Upacara HUT Perguruan Tamansiswa Ke-102

Pada tanggal 3 Juli 2024, Perguruan Tamansiswa Cabang Mojoagung menggelar Upacara Bendera memperingati HUT Perguruan Tmanasiswa ke-102 . Acara ini bertujuan untuk meneladani perjalanan Perguruan Tamansiswa dari awal berdiri sampai saat ini serta mempersiapkan rencana yang akan datang untuk mencerdaskan bangsa.

Kegiatan utamanya yaitu upacara bendera yang dipimpin oleh anak-anak PPTS baik dari SMP dan SMK. Kegiatan ini diikuti oleh semua pamong SMK Tamansiswa dan SMK Taman Dewasa Mojoaugung serta sebagian peserta didik. Dalam upacara ini yang bertugas sebagai Pembina upacara adalah Ki Agus Setiawan, S.Pd (Kepala SMK Tamansiswa Mojoagung), dalam pidatonya beliau juga membacakan Teks “Sambutan Ketua Umum Majelis Luhur Persatuan Tamansiswa” berikut adalah rangkumannya :

Tamansiswa didirikan pada tahun 1922, saat Indonesia masih dijajah. Kejamnya kolonialisme membangkitkan kesadaran nasional dan semangat melawan penjajahan di kalangan rakyat Indonesia. Salah satu tokoh yang berperan penting adalah RM Soewardi Soerjaningrat, yang bersama istri dan teman-temannya mendirikan Nationaal Instituut Onderwijs Tamansiswa (Perguruan Nasional Tamansiswa) di Yogyakarta pada 3 Juli 1922. Pada tanggal 3 Februari 1928, Soewardi Soerjaningrat genap berusia 40 tahun dan mengambil nama Ki Hadjar Dewantara.
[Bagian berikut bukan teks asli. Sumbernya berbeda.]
Issue #1528, opened 2024-10-05
Ncspot built with cover feature failed to start


yelaco:
**Describe the bug**
Hi, I tried installing and building (`--release`) ncspot with cover feature. But they both failed to start the program after authentication.

**To Reproduce**
1. Setup
- Install: `cargo install --locked ncspot --features cover`
- Build: `cargo build --release --features cover`
2. Run: 
`ncspot` 
`./target/release/ncspot`

**System (please complete the following information):**
 - OS: Ubuntu 22.04.5 LTS x86_64
 - Terminal: Alacritty
 - Version: 1.1.2
 - Installed from: cargo

**Backtrace/Debug log**
Please attach a debug log and backtrace if ncspot has crashed.

[backtrace.log](https://github.com/user-attachments/files/17326227/backtrace.log)

![image](https://github.com/user-attachments/assets/542e84ff-c110-467c-b623-4641b2e1c4af)

**Additional context**
The installation/build without cover feature works fine
The build with cover feature and no `--release` tag works fine (`cargo build --features cover`)

hrkfdn:
This is the log. The backtrace should be in the cache folder (~/.cache/ncspot) :)

yelaco:
:> here you go.

[backtrace.log](https://github.com/user-attachments/files/17326150/backtrace.log)

moabeat-berlin:
Seems to be incorrectly initialized variables. This is taken from `ui/cover.rs`.

```
        let (rows, cols, mut xpixels, mut ypixels) = unsafe {
            let query: (u16, u16, u16, u16) = (0, 0, 0, 0);
            ioctl(1, TIOCGWINSZ, &query);
            query
        };
```

Since `rows` and `cols` are initialized with 0, it leads to the divide by zero in the backtrace, if they are not changed.

```
        let font_size = Vec2::new((xpixels / cols) as usize, (ypixels / rows) as usize);
```

Maybe simply initializing them with 1 would be just fine?

HurricanePootis:
I made a pull request that should hopefully fix this

hrkfdn:
Fixed with #1542 + released via ncspot 1.2.1

PR #1533, opened 2024-10-16
fix(cover): init variables with value of 1

HurricanePootis:
## Describe your changes
Initializes `rows` and `cols` with a value of 1 instead of 0 to avoid dividing by zero.
https://github.com/hrkfdn/ncspot/issues/1528
- [X] Changelog was updated with relevant user-facing changes (eg. not dependency updates,

### DIFF
--- a/CHANGELOG.md
+++ b/CHANGELOG.md
@@ -5,6 +5,13 @@ All notable changes to this project will be documented in this file.
 The format is based on [Keep a Changelog](https://keepachangelog.com/en/1.1.0/),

Menjelang Sumpah Pemuda pada Oktober 1928, Ki Hadjar Dewantara menetapkan dasar dan strategi pendidikan nasional yang nasionalistik. Ia menekankan pentingnya pendidikan yang berbasis kebangsaan agar anak-anak mencintai bangsa dan tidak menjadi lawan bangsanya. Prinsip-prinsip ini kemudian diadopsi dalam Pasal 31 dan Pasal 32 UUD 1945 yang dirumuskan saat Ki Hadjar menjadi anggota BPUPKI dan PPKI. Pasal 31 menyatakan bahwa setiap warga negara berhak mendapatkan pendidikan, dan pemerintah bertanggung jawab menyelenggarakan sistem pendidikan nasional.

Pada tahun 2002, Pasal 31 UUD 1945 diamandemen dengan beberapa tambahan, termasuk kewajiban warga negara untuk mengikuti pendidikan dasar dan kewajiban pemerintah untuk membiayainya. Amandemen ini juga menekankan pentingnya pendidikan yang meningkatkan keimanan, ketaqwaan, serta akhlak mulia, dan mengalokasikan minimal 20% anggaran negara untuk pendidikan.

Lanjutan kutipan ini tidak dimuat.